When will I do all that I really want to...I love the subject deeply...dont want to be disillusioned already! I want to discover all the beautiful things I can do with it instead of being constantly reminded of my shortcomings...sigh...i shall stop cribbing here...for all you know my miseries will end before I know it...will be praying for that.

Besides the upcoming torture of exams, i've been feeling better lately...i'm just letting things flow...or maybe its the will of the macrocosm...never really believed in "fair is foul and foul is fair"...i think Shakespeare gets confused himself while trying to bring out the contradiction between the microcosm and macrocosm...he first gives instances of of the conflict between the two realms when Macbeth and Banquo have their first encounter with the witches on a heath...then on the night of Duncan's murder he shows how the turmoil in nature foretold the sequence of events to come reflecting a consonance between the two worlds...

anyway...there is a placidity which emantes from within and things around me seem to be floating in a new found happiness...i am holding on to this feeling for a while...its been a long time since i felt like this :)

Monday, September 11, 2006

moments of unadulterated joy: just gobbled down a huge bar of chocolate mum bought for me! yumm...

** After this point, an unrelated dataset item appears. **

PR #534, opened 2021-04-08
ENH: DFN's in 2d does not need auxillary points

rbe051:
When a fracture tip is almost touching another fracture an auxiliary point is inserted. For DFN's these auxillary points does not have
a purpose as there is no need to refine the mesh in these areas.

Friday, September 08, 2006

ok so the whole idea of pursuing a phd seems like one big joke. turns out that it demands everything i either dont already have or would never want to get into. a phd in econ means devoting another 5 years of your life to differential equations, real analysis, calculus and all the other conceivable mathematical junk. algebra in economics repulses me...i always skip the mathematical explanations to any argument...i feel they ususally serve the apologetic function when one ceases to make a point. for all those who think they love maths and think that i'm perhaps mathematically challenged- i would urge you to pick up a simple book on mathematical introduction to economics and then let me know how appealing you find it. trust me, i thought i loved maths...but this aint the mathematics u and i would want to be associated with.

the irony is that most solutions to economic problems do not require complex regressional analysis...just plain common sense...why o why are we making this beautiful subject an increasingly isolated discipline...

so i don't know where to go again...i dont want to get me a feelingless 9-10 corporate job and now this seems like a bigger nightmare!